### REQUIREMENT
Two lines mark the range in the entries below: the one holding "(diff shortened: 1 of 5 files shown)" and the one holding "it doesn't work.". Set down those two and all lines between them, exactly.

### INPUT FOR THIS TASK
BEGIN
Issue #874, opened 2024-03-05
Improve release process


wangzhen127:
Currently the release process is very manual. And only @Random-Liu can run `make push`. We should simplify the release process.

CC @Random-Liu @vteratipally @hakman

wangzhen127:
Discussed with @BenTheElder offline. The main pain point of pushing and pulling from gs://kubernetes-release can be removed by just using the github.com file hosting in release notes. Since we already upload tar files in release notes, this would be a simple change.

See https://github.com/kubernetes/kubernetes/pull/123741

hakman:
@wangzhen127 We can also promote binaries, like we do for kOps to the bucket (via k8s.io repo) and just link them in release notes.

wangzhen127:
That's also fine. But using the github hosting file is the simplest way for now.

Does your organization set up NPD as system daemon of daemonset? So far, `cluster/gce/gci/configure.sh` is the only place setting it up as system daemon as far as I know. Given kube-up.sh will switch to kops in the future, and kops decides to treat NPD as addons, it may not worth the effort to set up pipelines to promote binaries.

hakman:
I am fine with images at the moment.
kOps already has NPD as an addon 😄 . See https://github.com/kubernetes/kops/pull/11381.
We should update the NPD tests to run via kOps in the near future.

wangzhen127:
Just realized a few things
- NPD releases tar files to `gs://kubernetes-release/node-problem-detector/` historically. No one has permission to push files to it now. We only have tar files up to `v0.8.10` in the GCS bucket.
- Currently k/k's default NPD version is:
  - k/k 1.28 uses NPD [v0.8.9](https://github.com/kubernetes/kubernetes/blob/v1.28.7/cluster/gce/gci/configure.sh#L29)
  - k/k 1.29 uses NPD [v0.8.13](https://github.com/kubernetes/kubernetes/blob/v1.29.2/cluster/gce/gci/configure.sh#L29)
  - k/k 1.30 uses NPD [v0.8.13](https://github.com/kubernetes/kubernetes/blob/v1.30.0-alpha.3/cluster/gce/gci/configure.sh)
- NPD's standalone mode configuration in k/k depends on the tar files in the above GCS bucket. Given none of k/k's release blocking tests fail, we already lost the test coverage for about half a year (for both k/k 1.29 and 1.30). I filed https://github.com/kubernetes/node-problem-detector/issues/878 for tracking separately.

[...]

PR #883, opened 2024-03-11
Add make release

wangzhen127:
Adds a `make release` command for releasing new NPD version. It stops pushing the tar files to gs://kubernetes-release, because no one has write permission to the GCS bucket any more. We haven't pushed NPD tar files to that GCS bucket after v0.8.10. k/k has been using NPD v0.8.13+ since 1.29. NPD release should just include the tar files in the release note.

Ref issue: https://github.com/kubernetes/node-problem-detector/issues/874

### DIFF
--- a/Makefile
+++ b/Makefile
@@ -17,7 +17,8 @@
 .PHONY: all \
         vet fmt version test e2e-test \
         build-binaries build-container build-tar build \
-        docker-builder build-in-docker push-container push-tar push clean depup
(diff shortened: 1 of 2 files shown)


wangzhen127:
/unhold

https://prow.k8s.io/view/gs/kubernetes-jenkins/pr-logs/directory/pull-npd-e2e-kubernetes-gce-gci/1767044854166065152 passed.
END
BEGIN
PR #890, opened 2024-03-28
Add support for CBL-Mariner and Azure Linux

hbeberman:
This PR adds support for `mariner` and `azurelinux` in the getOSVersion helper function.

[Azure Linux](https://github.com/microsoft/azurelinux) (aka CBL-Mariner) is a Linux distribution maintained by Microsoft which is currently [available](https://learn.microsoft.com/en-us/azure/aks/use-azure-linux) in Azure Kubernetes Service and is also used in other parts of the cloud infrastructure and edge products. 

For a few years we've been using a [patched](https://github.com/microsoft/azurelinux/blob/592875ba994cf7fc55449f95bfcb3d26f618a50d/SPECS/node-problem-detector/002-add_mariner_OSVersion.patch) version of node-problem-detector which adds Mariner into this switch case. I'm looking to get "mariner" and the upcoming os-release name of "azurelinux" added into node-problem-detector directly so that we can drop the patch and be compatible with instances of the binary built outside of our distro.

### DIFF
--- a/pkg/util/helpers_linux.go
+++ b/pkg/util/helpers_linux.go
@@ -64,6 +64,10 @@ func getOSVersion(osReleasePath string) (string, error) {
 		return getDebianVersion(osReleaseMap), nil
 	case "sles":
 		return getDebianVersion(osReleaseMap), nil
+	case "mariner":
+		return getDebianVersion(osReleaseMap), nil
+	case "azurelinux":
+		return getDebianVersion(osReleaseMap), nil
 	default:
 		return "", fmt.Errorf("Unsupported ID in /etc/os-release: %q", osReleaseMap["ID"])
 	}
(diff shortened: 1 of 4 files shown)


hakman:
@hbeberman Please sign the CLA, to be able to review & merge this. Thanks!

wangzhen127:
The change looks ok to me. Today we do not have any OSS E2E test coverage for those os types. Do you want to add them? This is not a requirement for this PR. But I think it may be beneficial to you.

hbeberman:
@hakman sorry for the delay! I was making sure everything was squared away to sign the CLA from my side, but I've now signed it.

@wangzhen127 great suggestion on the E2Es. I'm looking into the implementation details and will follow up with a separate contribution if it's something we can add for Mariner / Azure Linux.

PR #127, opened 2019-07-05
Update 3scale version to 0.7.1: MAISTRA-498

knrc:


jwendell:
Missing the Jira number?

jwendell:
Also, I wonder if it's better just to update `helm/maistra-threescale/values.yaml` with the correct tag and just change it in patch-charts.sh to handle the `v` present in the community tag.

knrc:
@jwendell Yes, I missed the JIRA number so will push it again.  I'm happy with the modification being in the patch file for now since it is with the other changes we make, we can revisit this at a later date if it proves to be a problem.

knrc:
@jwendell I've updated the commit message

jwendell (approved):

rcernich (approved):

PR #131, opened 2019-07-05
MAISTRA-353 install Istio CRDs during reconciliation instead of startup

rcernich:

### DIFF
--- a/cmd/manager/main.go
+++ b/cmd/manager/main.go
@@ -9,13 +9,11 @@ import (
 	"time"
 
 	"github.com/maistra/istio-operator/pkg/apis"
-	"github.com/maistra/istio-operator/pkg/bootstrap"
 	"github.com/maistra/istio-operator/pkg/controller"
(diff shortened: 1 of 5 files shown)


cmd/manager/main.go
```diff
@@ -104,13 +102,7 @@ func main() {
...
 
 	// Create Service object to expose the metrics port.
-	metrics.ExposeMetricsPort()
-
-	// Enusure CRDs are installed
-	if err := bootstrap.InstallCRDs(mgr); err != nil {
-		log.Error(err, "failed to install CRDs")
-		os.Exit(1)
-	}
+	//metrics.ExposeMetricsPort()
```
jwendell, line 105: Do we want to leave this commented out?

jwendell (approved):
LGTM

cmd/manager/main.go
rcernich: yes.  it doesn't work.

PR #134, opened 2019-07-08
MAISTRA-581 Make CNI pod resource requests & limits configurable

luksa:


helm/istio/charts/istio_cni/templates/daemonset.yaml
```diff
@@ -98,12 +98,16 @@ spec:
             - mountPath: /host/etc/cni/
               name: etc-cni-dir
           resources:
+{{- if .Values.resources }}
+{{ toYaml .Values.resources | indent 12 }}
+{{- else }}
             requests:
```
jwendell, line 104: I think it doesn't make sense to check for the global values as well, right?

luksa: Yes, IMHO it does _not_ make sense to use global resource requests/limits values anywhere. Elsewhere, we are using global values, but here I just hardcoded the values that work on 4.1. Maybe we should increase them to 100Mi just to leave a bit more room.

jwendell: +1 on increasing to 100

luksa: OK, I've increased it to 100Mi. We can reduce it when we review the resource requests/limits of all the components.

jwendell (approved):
END
BEGIN
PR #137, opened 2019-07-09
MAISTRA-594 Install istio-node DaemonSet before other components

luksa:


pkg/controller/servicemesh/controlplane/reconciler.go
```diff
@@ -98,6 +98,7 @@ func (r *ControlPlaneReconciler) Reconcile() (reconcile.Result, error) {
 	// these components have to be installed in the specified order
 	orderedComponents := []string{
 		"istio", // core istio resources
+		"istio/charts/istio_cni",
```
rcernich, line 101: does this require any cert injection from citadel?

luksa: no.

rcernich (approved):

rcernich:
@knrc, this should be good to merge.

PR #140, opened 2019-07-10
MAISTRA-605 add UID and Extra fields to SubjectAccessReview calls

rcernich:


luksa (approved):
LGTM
END
### WRITTEN RESPONSE
(diff shortened: 1 of 5 files shown)


cmd/manager/main.go
```diff
@@ -104,13 +102,7 @@ func main() {
...
 
 	// Create Service object to expose the metrics port.
-	metrics.ExposeMetricsPort()
-
-	// Enusure CRDs are installed
-	if err := bootstrap.InstallCRDs(mgr); err != nil {
-		log.Error(err, "failed to install CRDs")
-		os.Exit(1)
-	}
+	//metrics.ExposeMetricsPort()
```
jwendell, line 105: Do we want to leave this commented out?

jwendell (approved):
LGTM

cmd/manager/main.go
rcernich: yes.  it doesn't work.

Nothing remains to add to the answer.